Two Recent Studies of Regional Differences in the Effects of Policies That Would Price Carbon Dioxide Emissions, July 9, 2009, Letter to the Honorable James M. Inhofe

  • “As you know, the Congressional Budget Office (CBO) recently analyzed the effects that the cap-and-trade program for greenhouse-gas (GHG) emissions specified by H.R. 2454 (as reported by the House Committee on Energy and Commerce) would have on households at various income levels.1 That bill would set a limit on total emissions for each year and would require regulated entities to hold rights, or allowances, to emit greenhouse gases. CBO’s analysis accounts for the effects on households in different income groups of both the increases in prices of goods and services that would result from the cap-and-trade program (the gross cost of the program) and the distribution of the value of emission allowances (which, in the aggregate, would offset most of the gross cost).

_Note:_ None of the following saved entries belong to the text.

PR #1200, opened 2023-06-05
build.xml: introduce property `verbose`

bwbohl:
Before this commit the generation of schemata and compiled ODDs gave very verbose feedback. This resulted in a very long and hardly graspable output on the commandline. Especially in the GitHub Action context this made the build process hard to debug and required a lot of scrolling. This commit introduces the following changes:
* The property `verbose` will analyze whether Ant was called with the `-verbose` or `-v` option and store this as boolean; defaults to false.
* The `verbose` property will be propagated to the  `tei:anttasks` to make the verbosity of the schema and compiled-odd generation controllable.

### DIFF
--- a/build.xml
+++ b/build.xml
@@ -72,6 +72,9 @@
     <property name="xerces.jar.file" value="oxygen-patched-xerces-${xerces.version}.jar"/>
     <property name="oxygen.basic.utilites.jar.file" value="oxygen-basic-utilities-${xerces.version}.jar"/>
     <path id="mei.classpath">
+    <condition property="verbose" value="true" else="false">
+        <contains string="${sun.java.command}" substring="-v" />
+    </condition>
         <fileset dir="lib" erroronmissingdir="false">
             <include name="**/*.jar" />
         </fileset>
@@ -180,7 +183,7 @@
             <property name="inputFile" value="${customization.path}"/>
             <property name="outputFile" value="${dir.dist.schemata}/${odd.basename}_compiled.odd"/>
             <property name="defaultSource" value="${canonicalized.source.path.cross_platform}"/>
-            <property name="verbose">true</property>
+            <property name="verbose" value="${verbose}"/>
             <property name="summaryDoc" value="false"/>
             <property name="suppressTEIexamples" value="true"/>
         </ant>
@@ -195,7 +198,7 @@
         <ant dir="submodules/Stylesheets/html5" antfile="build-to.xml" target="odd" inheritall="true">
             <property name="inputFile" value="${dir.dist.schemata}/${odd.basename}_compiled.odd"/>
             <property name="outputFile" value="${dir.dist.schemata}/${odd.basename}_compiled.html"/>
-            <property name="verbose">true</property>
+            <property name="verbose" value="${verbose}"/>
             <property name="processODD">true</property>
         </ant>
     </target>
@@ -209,7 +212,7 @@
             <property name="inputFile" value="${customization.path}"/>
             <property name="outputFile" value="${dir.dist.schemata}/${odd.basename}.rng"/>
             <property name="defaultSource" value="${canonicalized.source.path.cross_platform}"/>
-            <property name="verbose">true</property>
+            <property name="verbose" value="${verbose}"/>
         </ant>
     </target>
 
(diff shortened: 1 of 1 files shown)


build.xml
```diff
@@ -72,6 +72,9 @@
     <property name="xerces.jar.file" value="oxygen-patched-xerces-${xerces.version}.jar"/>
     <property name="oxygen.basic.utilites.jar.file" value="oxygen-basic-utilities-${xerces.version}.jar"/>
     <path id="mei.classpath">
+    <condition property="verbose" value="true" else="false">
+        <contains string="${sun.java.command}" substring="-v" />
+    </condition>
```
musicEnfanthen, line 76: Placement inside the classpath element correct? If yes, indentation correct?

musicEnfanthen:
Good thing, thanks.

Can we use this for the `loadresource` stuff too which adds quite some extra output? There is a `quiet` option for `loadresource` that could consume the value of `verbose` property?

rettinghaus (dismissed):

build.xml
bwbohl: uups something apparently went wrong when moving this to a new branch, thx for spotting!

rettinghaus (dismissed):
Thank you!

musicEnfanthen:
We could also use a looger to write all the output to a file instead of the console? Cf. https://stackoverflow.com/a/20643091

bwbohl:
> We could also use a looger to write all the output to a file instead of the console? Cf. https://stackoverflow.com/a/20643091

Yes, but probably overkill for now. Maybe open an issue for a solid logging design.

bwbohl:
> Good thing, thanks.
> 
> Can we use this for the `loadresource` stuff too which adds quite some extra output? There is a `quiet` option for `loadresource` that could consume the value of `verbose` property?

The `-quiet` option can also be submitted on the ant call but that would override `-verbose`. So if you call it with `quite` `level="verbose"`will not be printed only warnings and errors. The logging level can be set on all echo task and some other.

musicEnfanthen (dismissed):

musicEnfanthen:
OK, should be fine for the moment. We can fine-tune later on.

bwbohl:
> Good thing, thanks.
> 
> Can we use this for the `loadresource` stuff too which adds quite some extra output? There is a `quiet` option for `loadresource` that could consume the value of `verbose` property?

Just read the documentation of the `loadresource/@quiet` will add it to this PR.

build.xml
```diff
@@ -29,23 +29,23 @@
     <property name="github.ref" value="">
         <!-- string    external    The branch or tag ref that triggered the workflow run. For branches this in the format refs/heads/<branch_name>, and for tags it is refs/tags/<tag_name> -->
     </property>
-    <loadresource property="github.ref-type">
+    <loadresource property="github.ref-type" quiet="true">
```
musicEnfanthen, line 32: When running ant with `verbose` option, the quiet mode is overriden. So I think it is fine to hardcode "`true`" here, right? (Otherwise, we could have used the value of `$verbose` here too.)

build.xml
```diff
@@ -71,6 +71,9 @@
     <property name="xerces.version" value="25.1.0.1"/>
     <property name="xerces.jar.file" value="oxygen-patched-xerces-${xerces.version}.jar"/>
     <property name="oxygen.basic.utilites.jar.file" value="oxygen-basic-utilities-${xerces.version}.jar"/>
+    <condition property="verbose" value="true" else="false">
+        <contains string="${sun.java.command}" substring="-v" />
```
musicEnfanthen, line 75: This should check for substring `-verbose` as well, since you can run ant with both flags in verbose mode.

musicEnfanthen: Or will the check find that already? (`-v` as substring of `-verbose`)

quite (commented):
quite a typo in commit message ;)

build.xml
bwbohl: Yes, the check for `-v` will also evaluate true for `-verbose`.

build.xml
bwbohl: Yes, `-v` and `-verbose` respectively seem to override `@quiet`.

bwbohl:
> quite a typo in commit message ;)

sorry for the hassle

rettinghaus (approved):

musicEnfanthen (approved):

musicEnfanthen:
@ahankinson May I ask you to have a quick look at this PR, too?

kepper (approved):
thanks

musicEnfanthen:
Thank you!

The price increases would be a direct effect of the cap-andtrade program: Combustion of fossil fuels releases carbon dioxide (CO2), which accounts for over 80 percent of all GHG emissions in the United States. By increasing the prices of fossil fuels in proportion to their CO2 emissions, a cap-and-trade program would increase the prices of goods and services in proportion to the CO2 emissions associated with their production and consumption.”